Marcus Mumford has always spoken about grace and love with a candor that few even in the Christian music market have been able to do. Faith, uncertainty, doubt, and love are all sides of the same dice for him and when he sings about it, you believe him. When he sings lines like "In this twilight how dare you speak of grace" or "Raise my hands, paint my spirit gold/Bow my head, keep my heart slow/'cus I will wait, I will wait for you", you just know he means it. You can tell that Marcus is a real guy with real beliefs and real struggles. And above all else, that is why I am perfectly okay with Mumford and Sons just being who they are.

Because success can definitely be a double-edged sword sometimes can’t it? Would Mumford and Sons have made a better, explorative, and more mature album if Sigh No More hadn’t erupted in popularity in the way it did? Perhaps.

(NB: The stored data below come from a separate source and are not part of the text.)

PR #227, opened 2016-11-17
core/account: drop control program id column

jbowens:
The control program ID column was unused. In stats from benchmarks, inserting a control program was the most expensive query in terms of total execution time. The second most expensive query was the subquery retrieving the next value in the ID sequence.


jbowens:
PTAL

erykwalder:
LGTM

PR #232, opened 2016-11-17
all: extend gas coverage to all directories except vendor

tonychain:
Includes minor fixes for gas compliance, or #nosec for innocuous cases

The vendor directory is omitted as there are numerous false positives for issues in third-party libraries, and adding #nosec to vendored code is probably not maintainable long-term.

But that doesn’t take away anything from the agreeable, catchy, and all around enjoyable folk pop album that Babel is.



Gloria Gooch reviewed…

Maybe Bon Iver, Conor Oberst, and Sufjan Stevens could provide some much needed relief (just to start) from the lyrical purgatory of Mumford and Sons. Sure, they're leagues ahead of Nickelback and DMB, but where the hell does that put them? Surely not in good company. This review is entirely accurate when it finds many lyrical combinations overwhelmingly repetitive. Take these lyrics: "Your grace is wasted in your face,

Your boldness stands alone among the wreck

Now learn from your mother or else spend your days Biting your own neck." Grace wasted in your face? Biting your own neck? And how the hell could that fit the chorus about everything being my fault and your heart on the line? Too may songs have lyrics with spotty moments--where it feels like he just filled in the gaps. I bet if he took more time he could really release some of his lyrics from the cliche incoherence and catch it up to some of there most proud melodies and rhythms (which, at times, could also use some patience and delayed-gratification). I mean, "The Cave," "Winter Winds," etc.--so promising! But they sold themselves short.



Dominic reviewed…

I live in the UK and would say that word definitely does carry the same weight as in the US. In their defense they are not Christians so would expect them to use clean language.


Barlawson reviewed…

The Christian element of their songwriting and energy, both attracts and detracts from their appeal, I struggle with lines that suggest that one needs to 'kneel before the King", there are many other lyrical indications that they are God driven, I'm not sure why I found that disappointing. Born again issues, I see why they are big in the US of A


Lostagain reviewed…

The 'F' word apart, they do identify with Christianity, lines that suggest that we 'kneel before the King' make me feel uncomfortable, their music is both refreshing and tedious at the same time, how do they do that I wonder?


Anonymous reviewed…

I do agree that Bon Iver, Conor Oberst and Sufjan are great songwriters but I put Marcus in the same category. There's a beauty and truth found in the metaphors he uses. The lyrics you posted are a perfect example. They make perfect sense to me, and I see them as brilliant, talking about the human condition to attempt to do things on your own and earn praise, despite the warnings given, and the gift of grace, which can't be earned, yet you read them as nonsense and space-filler.

I guess that's the beautiful thing about art, isn't it? Everyone sees and hears it differently. Cheers!